Hegel elaborated a philosophical system , in which "the whole world, natural, historical, intellectual, is represented as a process, i.e., as in constant motion, change, transformation, development; and the attempt is make to trace out the internal connection that makes a continuous whole of all the movement and development" (Engels, Anti-Duhring, p. 34). Hegel’s system consists of three parts: Logic, Philosophy of Nature and Philosophy of the Spirit. In the first part he considers the progress of thought in the divine mind up until the creation of Nature, in the second he examines the development of that thought within created Nature, and, thirdly, its return to itself in the human spirit. The essential core of this system is provided by the ideas concerning the historical advance of man’s knowledge and social consciousness, presented in the context of dialectics.

German classical philosophy was a thoroughly bourgeois phenomenon. All its leading figures hailed the French Revolution and remained loyal to it for a considerable time. The Enlightenment was the framework of Kant’s thought and the starting point of Hegel’s. The philosophy of both was deeply immersed in the idea of progress and Hegel’s entire philosophy is one of evolution and necessary progress. Further, both studied the British political economists and were probably influenced to some extent by Adam Smith. Hegel even used in an abstract manner the tools of the classical liberal economists in his formulation of labour as a fundamental factor in humanity. All this firmly established German classical philosophy’s bourgeois roots.

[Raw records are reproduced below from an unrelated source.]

PR #3991, opened 2019-07-11
Make rhs argument of the shift operators in Codegen_C templatized

white-pony:
This is to handle the case when lhs is signed and rhs is unsigned.


steven-johnson:
Waiting on https://github.com/halide/Halide/pull/3992 to go green

PR #3993, opened 2019-07-11
Hexagon: Fixes the slicing bounds for the last vector in interleave_vector func

aankit-ca:
@pranavb-ca @dpalermo @dsharletg I don't have a reproducer for this but seems like a trivial change.


steven-johnson:
A testcase would surely be nice.

dsharletg:
This seems correct, but as Steven says, this one is really hard to verify without a test case. It doesn't seem trivial to me, I think you should either explain why it should be what you are changing it to, or, a test case that fails at master and passes with this, would be really helpful.

aankit-ca:
Sure, I'll get a testcase for this.

dsharletg:
Re-reading this, it's clear this is correct. Going to merge this.

dsharletg:
That said, if you have a test case that exercises this code path, that would still be much appreciated.

PR #3995, opened 2019-07-11
Add HALIDE_HIDDEN

steven-johnson:
This is a wrapper for `__attribute__((visibility("hidden")))`, intended for use with data members that shouldn't ever need to be exported from libHalide.  Initially applying to the buffer accessor set of strings from Call::make, since they aren't currently used outside libHalide and really never should be.


abadams:
What's our rationale for not just exporting everything? I thought that's where we landed last time we considered visibility settings.

I'm loathe to tell people trying to do work outside of the compiler (e.g. using custom lowering passes) what they can and cannot use from within the compiler.

steven-johnson:
> What's our rationale for not just exporting everything

Because AFAICT, there isn't a way to tell MSVC to export all *data* by default.  (You can get it to export all *functions* by default.) If we go this route, we're going to have a long tail of whack-a-mole of MSVC breakages. IMHO, better to declare that all functions are fair game, but no data is; selectively hiding things this way will make the world easier down the road.

abadams:
Ugh, I think that means we need to make the intrinsics an enum instead.

steven-johnson:
> we need to make the intrinsics an enum instead.

Working on it now :-)

steven-johnson:
Clean. PTAL.

abadams:
Do you think HALIDE_NO_EXPORT would be clearer? (More obviously the opposite of HALIDE_EXPORT)?

steven-johnson:
> Do you think HALIDE_NO_EXPORT would be clearer? (More obviously the opposite of HALIDE_EXPORT)?

 IMHO, the end-goal of this stuff should be HALIDE_EXPORT going away entirely, so it would be the opposite of something that doesn't exist. HALIDE_HIDDEN would seem to be more obviously reflective of the gcc/clang notation. But I could live with either one.

abadams:
I think we should only do this in the public headers that go into Halide.h (e.g. no need to do it in the llvm stuff)

steven-johnson:
> I think we should only do this in the public headers that go into Halide.h (e.g. no need to do it in the llvm stuff)

Agreed 100%. Aside from what's in this PR, only other thing in this area I want to do is a quick followup to hide the stuff in binary2cpp output (ie our runtime bitcode) by default; this is not at all essential, but is arguably good hygiene to minimize the exported data footprint from our SO.

abadams:
I was assuming CodeGen_LLVM.h and IntegerDivisionTable.h were not public headers, but to my surprise they are. Do you remember why? I guess we've just been making things public by default.

abadams:
I'm confused though - by introduced HALIDE_HIDDEN as the inverse of HALIDE_EXPORT, don't we have the same whack-a-mole game with msvc, where if we forget to say HALIDE_HIDDEN and then depend on it in an inlined method it will only break on msvc?

steven-johnson:
> I was assuming CodeGen_LLVM.h and IntegerDivisionTable.h were not public headers, but to my surprise they are. Do you remember why? 

Nope.

> I guess we've just been making things public by default.

Yep. (Didn't you say you wanted ~everything available externally for ease of experimentation?)

(Note that even if they weren't public, the data members would still be exported by default in our .so; this arguably isn't a real problem if the headers aren't exposed, but minimizing the symbols exposed in our .so trivially improves load times, I suppose)

steven-johnson:
> I'm confused though 

Yeah, you have a good point. But in defense of this plan, if we're going to have to whack moles, IMHO it's better to do so by limiting access rather than expanding it.

abadams:
So if it's whack-a-mole either way we need a solid reason in favor of hiding things. Making things public has the advantage of making it easier to implement certain things (e.g. Interval), and making it easier to experiment from outside libHalide. IIRC the reason to not like data members as part of the public API is that you get very little control over static initialization order (I think that was the problem with _0, _1, _2, and friends)? Are there other reasons to not want data members exported?

steven-johnson:
> the reason to not like data members as part of the public API is that you get very little control over static initialization order

That was indeed the impetus for _0 and friends; the fact that it happened there makes other globals potentially susceptible to the same thing (e.g. Interval::pos_inf and neg_inf). (The potential may be small, but if we can reduce small -> literally zero without extra overhead, that's a good thing.)

But I'm gonna argue in favor of it for a more philosophical reason: it's preferable to have a public API (even one as fluid as Halide's) be all functions-and-constants, and not rely on arbitrary static data being exported as an implicit part of that API. 

From recent inspection, it turns out that this was already close to being the case for Halide; aside from pos_inf/neg_inf, the only "exposed" data members in our API were either accidental (via inlining in the client) or "internal-but-needed-for-tests" (e.g. the Call::some_instrinsic_name strings). 

This is not a hill I think is worth dying on, but it's a baby step in making our API cleaner.

steven-johnson:
(Note also that if we decide against hiding data in the service of this goal, we may want to revert https://github.com/halide/Halide/pull/3998, as that was the main impetus for that change as well.)

abadams:
Your philosophical reason doesn't really seem to be philosophical in nature. There should be an engineering reason for that preference that we can state. Constant global variables with meaningful unique addresses in public APIs are harder to refactor, and can cause linkage and constructor/destructor order problems depending on the platform. Those are good reasons to avoid them.

I think we'd be better of explicitly encapsulating each case though, rather than adding a new whack-a-mole macro. The integer division tables are also accessible via FastIntegerDivide.h, so we can just drop IntegerDivisionTable.h from Halide.h (and see if we can just have the other in-compiler uses go via that too). The llvm target-enabled things could be functions that return bool instead of globals, conditionally compiled to either return true or false using the macro junk in CodeGen_LLVM.cpp

steven-johnson:
None of the changes in this PR are actually required to achieve my short-term goal (namely, avoiding the need to use HALIDE_EXPORT); rather, these were intended as pre-emptive ways to prevent new dependencies on internal data structures from growing new external uses. I'll abandon this effort for now.

abadams:
I did a hunt through ld flags to see if there's some easy to way to set default visibility of data symbols, but it doesn't look possible without nasty nm-based scripts.

steven-johnson:
Pretty sure we could do this with a custom linker script, but not gonna worry about it until/unless we have a clear need at this point.

PR #3999, opened 2019-07-12
Capture rval exprs by value in irmatcher

abadams:
IRMatcher patterns captured referenced expressions without incrementing their ref count. This is not great for rval Exprs used in a pattern. Naively capturing them by value instead blows up runtime and code size because the SpecificExpr class, which is used to hold an Expr as a node in an IRMatcher pattern is also used by value to pass through expressions when matching. This PR uses const BaseExprNode & for that purpose instead, and converts an attempted match on a SpecificExpr to matching on the underlying const BaseExprNode & as early as possible in the matching tree using a new unwrap helper.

Nevertheless, from the very beginning it differed from classic liberalism in important respects. This was more apparent in the case of Hegel. In the first place German philosophy was deliberately idealist, rejecting the materialism or empiricism of the classical tradition. In the second place, Hegel, unlike the classical liberals, makes his starting point the collective and not the individual. Moreover, German thinkers not being central participants in the bourgeois-liberal advance, were much more aware of its limits and contradictions. While recognising the inevitability of bourgeois society’s triumphant progress, they also raised the question of whether it may not in turn be superseded. In theory the transitoriness of the historically doomed society was built into their philosophy itself.

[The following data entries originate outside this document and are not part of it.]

PR #4000, opened 2019-07-12
Add suffixes to integer constants in CodeGen_C

white-pony:
I think it should work without it most of the time, but we have some weird compiler which can't handle properly some of the generated statements, such as: 

int64_t const _200 = (int64_t)(-2147483648);

and will tell something like:

warning: this decimal constant is unsigned only in ISO C90

which means, if I understand correctly, that it treats 2147483648 as a signed int (and minus is just a unary operator), which won't fit into 32 bit and will overflow. If I add suffixes it works fine and I think it won't change anything for all other compilers (the value field in IntImm is always int64), so hopefully it's ok with you (if not maybe, we can conditionally add suffixes based on value itself?).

However in practice the philosophers tried to reconcile this revolutionary nature of their philosophical conclusions with reality in a conservative manner. This Hegel did through a process of idealisation of the Prussian state and a refusal to accept its transitoriness, as also an attempt to end history with the cognition of the Absolute Idea. However this lay in direct contradiction to the core substance of a philosophy which saw the historical process itself developing through the dialectic of contradictions. This contradiction could not obviously stand up to the years of ferment following 1830. Just as we saw a process of decline in classical political economy in this period, we can also see a period of disintegration in German classical philosophy. The ‘Young Hegelians’ refused to halt where their teacher did and insisted on following their philosophy to its logical conclusions. They further showed their readiness to take the road of revolution abandoned by their predecessors. However the issues of revolution in the 1830-48 period were no longer simply the question of the seizure of power by bourgeois liberals. A new class — the proletariat — had emerged and started rewriting the agenda of history. Therefore the intellectual revolutionary to emerge from the disintegration of German philosophy was not some bourgeois radical but Karl Marx.

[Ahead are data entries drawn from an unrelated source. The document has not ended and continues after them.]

PR #4402, opened 2019-11-13
Calculate Expr bounds using function_value_bounds

### LINKED ISSUE #4397: Incorrect Expr bounds calculated in FunctionDAG by Adams2019 autoscheduler
https://github.com/halide/Halide/blob/a47d58e99724f282031655d5295fc9b904f565c0/apps/autoscheduler/FunctionDAG.cpp#L648

The code referenced above tries to calculate bounds of an expression for a given scope with rvar bounds, within FunctionDAG.cpp. It doesn't take into account function value bounds and fails if a Func is used as an expression. Concretely,
```
void generate() {
        input_clamped(x, y) = clamp(input(x, y), 0, 255);
        RDom my_r(0, input.width(), 0, input.height());
        hist(i) = cast<uint32_t>(0);
        hist(input_clamped(my_r.x, my_r.y)) += cast<uint32_t>(1);
        output(i) = hist(i);
    }
```
In the above code, the autoscheduler complains that region of hist is unbounded, though it is clearly bounded as input_clamped is clamped between (0, 255). Compilation aborts with the following error --
```
Condition failed: in.is_bounded():
Region computed of hist is unbounded: [((void *))neg_inf ((void *))pos_inf]
```
This is confirmed by simply replacing input_clamped reference inside hist update definition by "clamp(input(....))", in which case the autoscheduler is able to calculate the correct bounds for region of hist.

By adding function value bounds while calculating the bounds_of_expr_in_scope (tried locally), autoscheduler correctly calculates the bounds for the region to be computed. The problem is func_value_bounds are computed after this step by the FunctionDAG and are not available at this point. See --
https://github.com/halide/Halide/blob/a47d58e99724f282031655d5295fc9b904f565c0/apps/autoscheduler/FunctionDAG.cpp#L881-L885

Is there any reason they are calculated here (the above point being inside of a loop), as opposed to only once somewhere outside the loop? If the computation of func_value_bounds is hoisted out of the loop, it can be made available while calculating the bounds of expressions.

shubhamp-ca:
This fixes #4397 where FunctionDAG.cpp computes an unbounded
region for the update definitions of a Func when the region for
the consumer Func is defined by another Func (call f2), because
the bounds for f2 are not taken into account while calculating
the bounds of expr which defines a dimension of the consumer.

This change --
	1. func_value_bounds are calculated earlier as required by bounds_of_expr...()
	2. uses the computed func_value_bounds while calculating
	   bounds_of_expr_in_scope()
        3. Adds a test to catch the issue #4397


abadams:
There's a problem with using apply_param_estimates there. The autoscheduler needs to know if things are constant or not in order to know if they can be unrolled. If you apply param estimates, it replaces variable parameters with constants, so the autoscheduler incorrectly assumes that things that are runtime parameters are actually constant, and fails on loop unrolling. This is an existing bug, but I worry this PR makes it harder to fix by letting the bad constant bounds creep into more places, as scalar parameters often show up in FuncValueBounds. Maybe see what goes wrong if you remove apply_param_estimates, and try to fix it by applying them as late as possible?

shubhamp-ca:
> There's a problem with using apply_param_estimates there. The autoscheduler needs to know if things are constant or not in order to know if they can be unrolled. If you apply param estimates, it replaces variable parameters with constants, so the autoscheduler incorrectly assumes that things that are runtime parameters are actually constant, and fails on loop unrolling. This is an existing bug, but I worry this PR makes it harder to fix by letting the bad constant bounds creep into more places, as scalar parameters often show up in FuncValueBounds. Maybe see what goes wrong if you remove apply_param_estimates, and try to fix it by applying them as late as possible?

Thanks for that info. Realized applying param estimates is not needed for issue #4397 as it relates to the correctness of function bounds, independent of the estimates. Pushed a change which doesn't apply_param_estimates early. Also, not hoisting computation of func_value_bounds out of the loop, but only calculating earlier as required by bounds_expr_check. I realized hoisting it above the loop meant that it is calculated even if there are no update definitions (only place func_value_bounds are used) and hence possibly unused. Though, calculating inside the loop (as is done currently) will lead to redundant computations if multiple updates are present.

Have also added a test for this as it wasn't caught before.

steven-johnson:
(you should probably re-sync to master to fore a rebuild)

shubhamp-ca:
> (you should probably re-sync to master to force a rebuild)

@steven-johnson do you mean merge master into the branch? If yes, is this the required workflow to follow for any future PRs? (merge Halide/master into feature branch in forked repo)

steven-johnson:
Yes

steven-johnson:
The cloned build is green; this should probably await review by @abadams as it's code I'm not too familiar with.

shubhamp-ca:
> The cloned build is green; this should probably await review by @abadams as it's code I'm not too familiar with.

@steven-johnson Is there a way to trigger the build-bot tests without the extra effort of cloning from your side? I thought merging of master into the branch would have done it. Am I missing something here?

steven-johnson:
buildbot clone is green, LGTM

steven-johnson:
Pretty sure this is just waiting on approval from @abadams

PR #4404, opened 2019-11-14
Adds the ability to pass extra build options for OpenCL kernels.

vksnk:
It is controlled by HL_OCL_BUILD_OPTIONS env. variable right now, would it be useful to add similar API call like halide_opencl_set_build_options as well?

Also, fixed typo.


src/runtime/opencl.cpp
```diff
@@ -593,6 +593,11 @@ WEAK int halide_opencl_initialize_kernels(void *user_context, void **state_ptr,
         options << "-D MAX_CONSTANT_BUFFER_SIZE=" << max_constant_buffer_size
                 << " -D MAX_CONSTANT_ARGS=" << max_constant_args;
 
+        const char *extra_options = getenv("HL_OCL_BUILD_OPTIONS");
```
zvookin: It would probably be best to add an overridable runtime routine like ```halide_opencl_get_device_type``` here.

steven-johnson:
In general, using env variables to do things like this is probably not a good idea; they are a very coarse global setting (what if you need different options at the same time?) and support varies by system/OS. 

What are the options we want to add here? I'd *much* prefer to add an explicit API of some sort than to add any new env var usage.

zvookin:
We're already using env vars for similar so as much as I dislike it, it seems like the right tool for the purpose. It's mostly for performance experiments and such.

steven-johnson:
> We're already using env vars for similar so as much as I dislike it, it seems like the right tool for the purpose. It's mostly for performance experiments and such.

I will bet you US$1 that the existing similar env vars are being used for non-experimental purposes, and this one will be, too.

vksnk:
Thanks for the comments.

> What are the options we want to add here? I'd _much_ prefer to add an explicit API of some sort than to add any new env var usage.
You can have some additional options to enable/disable various optimizations, change floating-point behavior, etc (see some of the default ones here: https://www.khronos.org/registry/OpenCL/sdk/1.0/docs/man/xhtml/clBuildProgram.html, but there are going to be more, which are vendor specific).

I think it's quite useful to have option to be able to try it, but wasn't sure it's THAT useful to justify an API for this, hence the question in PR description. Although, it seems like everyone is in favor of it, so  I'll add runtime function for this.

vksnk:
I've added runtime functions to set the build options, please take a look.

src/runtime/opencl.cpp
```diff
@@ -130,6 +134,24 @@ WEAK const char *halide_opencl_get_device_type(void *user_context) {
     return device_type;
 }
 
+WEAK void halide_opencl_set_build_options(const char *n) {
+    if (n) {
+        strncpy(build_options, n, 255);
```
steven-johnson: I know we're already using strncpy() somewhere else, but we probably shouldn't, since it has a bad failure mode (it can leave the destination not-null-terminated if the src string is too long).

src/runtime/opencl.cpp
```diff
@@ -130,6 +134,24 @@ WEAK const char *halide_opencl_get_device_type(void *user_context) {
     return device_type;
 }
 
+WEAK void halide_opencl_set_build_options(const char *n) {
+    if (n) {
```
steven-johnson: Why don't we need to acquire build_options_lock here?

src/runtime/opencl.cpp
vksnk: I've added explicit check to make it null-terminated here and in other places in this file.

src/runtime/opencl.cpp
vksnk: I think we do, added here and in other two existing functions.

vksnk:
Thanks for the review, I've addressed comments, PTAL.

src/runtime/opencl.cpp
```diff
@@ -84,52 +84,116 @@ WEAK char device_type[256];
...
-extern "C" {
-
-WEAK void halide_opencl_set_platform_name(const char *n) {
+namespace {
+void halide_opencl_set_platform_name_internal(const char *n) {
     if (n) {
-        strncpy(platform_name, n, 255);
+        size_t buffer_size = sizeof(platform_name) / sizeof(platform_name[0]);
+        strncpy(platform_name, n, buffer_size);
+        if (strlen(n) > buffer_size - 1) {
```
steven-johnson: nit: strncpy() actually zeros out the part of the buffer that it doesn't copy into, so I suspect it would be safe to just do `platform_name[buffer_size - 1] = 0` without the if

steven-johnson:
LGTM, but we need to add a test for it.

vksnk:
> I presume you added this just to make things compile -- you can probably just remove this entirely if you move the test to test/correctness

Yeah, that's right. The thing is that tests from correctness folder don't get runtime.a generated and linked, this tripped me in the beginning (and I got lost in Makefile). That was easy to fix though, sorry about that! 

It's ready for review now, could you please take a look?

steven-johnson:
LGTM but the CMake build might need attention too (to ensure runtime.a is linked)

PR #4406, opened 2019-11-14
Update PyTorch support to work with v1.3

steven-johnson:
attn @mgharbi


src/runtime/HalidePyTorchHelpers.h
```diff
@@ -48,6 +48,31 @@ inline void check_type(at::Tensor &tensor) {
     AT_ERROR("Scalar type ", tensor.scalar_type(), " not handled by Halide's PyTorch wrapper");
 }
 
+// TODO: if PyTorch exposes any variable with the API version,
+// I haven't found it in source or documentation; for now, we'll sniff
+// this macro's existence to infer that we are building with v1.3+ (vs 1.2)
+#ifdef AT_FORALL_SCALAR_TYPES_WITH_COMPLEX_AND_QINTS
```
shoaibkamil: This is unfortunate but seems unavoidable.

src/runtime/HalidePyTorchHelpers.h
```diff
@@ -59,12 +84,18 @@ AT_FORALL_SCALAR_TYPES_WITH_COMPLEX(HL_PT_DEFINE_TYPECHECK);
 
 #undef HL_PT_DEFINE_TYPECHECK
 
+#endif
```
shoaibkamil: Nit: It'd be nice to see what this `#endif` corresponds to.

shoaibkamil:
Minor nit, otherwise LGTM

src/runtime/HalidePyTorchHelpers.h
steven-johnson: Done

src/runtime/HalidePyTorchHelpers.h
mgharbi: I don't know of a better solution, either.

PR #4407, opened 2019-11-14
Add Buffer::copy_to_interleaved() and Buffer::copy_to_planar()

steven-johnson:
I've found lots of code reinventing this wheel inside Google (e.g., tests that load interleaved images and need to make a planar copy to run a particular Halide filter on it); while this is purely syntactic sugar on top of existing functionality, it does handle some cases that are easy to miss (e.g. nonzero mins), so I think having these as canonical functions is worthwhile.


steven-johnson:
arm failure is unrelated

PR #4408, opened 2019-11-15
Bugfix: Empty device buffer on corner case

timo-zeiss-research:
**Scenario**
1. Buffer is created and filled with data.
2. CUDA is **later** added to the JIT target ```set_feature(Halide::Target::CUDA)```
3. Use buffer on the device for computation

**Observation**
Buffer is not copied to Device before use.

**Solution**
Mark buffer as ```set_host_dirty``` when device memory is allocated.

**Discussion**
In the corner case, when a buffer is created and filled on the host before CUDA is added to the JIT target, the buffer is not marked as host_dirty and thus not copied on first use. Our proposed fix is to mark the host as dirty on device memory allocation.  This one-line change fixes the issue for our use cases. Is there additional tests we should do to check is validity?

### DIFF
--- a/src/Lower.cpp
+++ b/src/Lower.cpp
@@ -294,6 +294,13 @@ Module lower(const vector<Function> &output_funcs,
         s = select_gpu_api(s, t);
         debug(2) << "Lowering after selecting a GPU API for extern stages:\n"
                  << s << "\n\n";
+    } else {
+        // Always mark buffers host dirty. Buffers will otherwise not be correctly copied for
+        // other pipelines with device feature enabled.
+        debug(1) << "Injecting host <-> dev buffer copies...\n";
+        s = inject_host_dev_buffer_copies(s, t);
+        debug(2) << "Lowering after injecting host <-> dev buffer copies:\n"
+                    << s << "\n\n";
     }
 
     if (t.has_feature(Target::OpenGL)) {


steven-johnson:
LGTM so far (cloned as https://github.com/halide/Halide/pull/4409 for testing); is there a way to add a test to verify the fix?

Also, do other device backends need a similar fix?

abadams:
Won't this cause copies to device for fresh buffers though? That seems like a massive performance hit. I think the better solution is to mark all outputs as host_dirty, even in pipelines where the target doesn't contain a GPU feature.

timo-zeiss-research:
Thanks a lot for your feedback. @abadams I agree that the performance hit from always copy is unacceptable. I updated the pull request replacing my previous commit with a commit following your advice. Please let me know if you agree on the implementation.

abadams:
Yes, I think this is the right solution

steven-johnson:
FYI, this seems to have made it possible to have a buffer with both host-dirty and device-dirty bits set; this has caused some internal-to-Google code to fail. I'd argue that it *should* be illegal to have both set.

timo-zeiss-research:
We have observed the same on our end when fill() was called to clear a temp buffer that has not been copied. Our solution was to explicitly set both host and device dirty flags to false before fill() outside of Halide. Not sure if that is the only case, but that might actually also be done in side Halide as a follow up change?

steven-johnson:
See https://github.com/halide/Halide/issues/4431 for followup.

steven-johnson:
As a followup:

(1) The first case I found this in I now have definitive evidence of Bad Code on the callers part: they were calling a `.define_extern()` function with `DeviceAPI::Hexagon`, but the underlying function being called could sometimes actually call a CPU-based Halide function. This got the injected copy code confused and led to this situation.

(2) I think there still might be an issue here, in that the newly-added `else` clause should probably deliberately exclude `t.arch == Hexagon`; I'm seeing a case where we (apparently) get `copy_to_device()` calls injected into the HVX codegen; this causes all sorts of amusing failure modes as the hexagon backend tries to make calls that can't be satisfied on that side. I'm going to prep a PR to fix that.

In fact 1830 which marked the revival of the major west -European revolutionary movement, also marked the beginning of the crisis of classical bourgeois ideology. Its most advanced fields - political economy and philosophy - were in a process of decline and disintegration. The changing material conditions of the bourgeoisie and the apparent obstacles to its triumphal advance prevented the contemporary bourgeois thinkers from carrying forward uninterruptedly the classical tradition of Adam Smith and Ricardo or of Kant and Hegel. The great tradition of the intellectual development following from the Enlightenment however did not die. It was transformed into its opposite in the form of Marxism.